BACKGROUND: Capsule endoscopy (CE) is the preferred diagnostic test of choice in the investigation of obscure gastrointestinal bleeding (OGIB). Although, a conservative strategy is recommended in the short-term, for cases with a negative result from CE, the impact of CE on long-term re-bleeding still remains unclear. Hence, the aim of this study was to determine the long-term re-bleeding rate along with predictors after CE in patients with OGIB.

METHODS: We retrospectively reviewed 216 patients with OGIB, whom had received a CE examination, so as to investigate the cause of obscure GI bleeding; between July 2008 and March 2018. The patient's characteristics, medication use, CE finding, treatments strategy, re-bleeding episodes and follow-up information were collected from the institutional electronic medical chart and CE database. Re-bleeding free survival was evaluated using Kaplan-Meier curves with log rank test, whilst predictors associated with the re-bleeding episodes were analyzed via the use of Cox proportional hazard model.

RESULTS: One hundred and thirty-three patients with OGIB, having received CE were enrolled in the analysis. The pool rate of re-bleeding was 26.3% (35/133) during a follow-up duration of 26 months after CE. Patients with positive CE study, without specific treatment, had higher rates of re-bleeding (47.6%) than those with positive study whom received specific treatment (25.7%), and negative study (20.8%) (p = 0.042). Although, the re-bleeding free survival was not significantly different among the groups (log rank test; P = 0.10). Re-bleeding events occurring within 6, 12, and 24 months after CE were 36, 64 and 92%, respectively. The high-frequency re-bleeding etiologies were the small bowel angiodysplasias and abnormal vascular lesions. Furthermore, independent predictors for re-bleeding after CE were patients with cirrhosis (hazard ratio, HR 4.06), incomplete CE visualization (HR 2.97), and a history of previous GI bleeding (HR 2.80).

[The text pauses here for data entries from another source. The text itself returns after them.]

PR #2736, opened 2018-11-16
Update verify device wording

axelsimon:
Attempt at making the text more understandable for people who haven't been playing with e2e encryption concepts for years :)

### DIFF
--- a/vector/src/main/res/values/strings.xml
+++ b/vector/src/main/res/values/strings.xml
@@ -876,8 +876,8 @@
     <string name="encryption_information_unblock">Unblacklist</string>
 
     <string name="encryption_information_verify_device">Verify device</string>
-    <string name="encryption_information_verify_device_warning">To verify that this device can be trusted, please contact its owner using some other means (e.g. in person or a phone call) and ask them whether the key they see in their User Settings for this device matches the key below:</string>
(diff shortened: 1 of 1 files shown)


vector/src/main/res/values/strings.xml
```diff
@@ -876,8 +876,8 @@
     <string name="encryption_information_unblock">Unblacklist</string>
 
     <string name="encryption_information_verify_device">Verify device</string>
-    <string name="encryption_information_verify_device_warning">To verify that this device can be trusted, please contact its owner using some other means (e.g. in person or a phone call) and ask them whether the key they see in their User Settings for this device matches the key below:</string>
-    <string name="encryption_information_verify_device_warning2">If it matches, press the verify button below. If it doesn\'t, then someone else is intercepting this device and you should probably blacklist it. In the future this verification process will be more sophisticated.</string>
+    <string name="encryption_information_verify_device_warning">A new device has connected to your account and is requesting the secret keys needed to join your private conversations from this device. To verify that this new device can be trusted, please verify whether the string of characters you see in the new device's User Settings (called the key's fingerprint) matches this string below:</string>
```
bmarty: I do not think this dialog is displayed only when another device connects to your own account.

axelsimon: Ah well this is clearly going to be a problem. We would need to separate the two cases then (and that's a bit beyond what I can do at this point).

PR #2742, opened 2018-11-25
Fix AccountCreationCaptcha error logging

slade87:
If a http error occured the logging did not actually report
the error message.


slade87:
Thanks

CONCLUSIONS: The likelihood of re-bleeding after CE was higher in patients with positive CE study than those with negative study. Specific treatments, or therapeutic interventions for patients with detectable lesions reduced the probability of re-bleeding episodes in long-term follow-up. Close follow-up for recurrent bleeding is recommeded for at least 2 years after CE.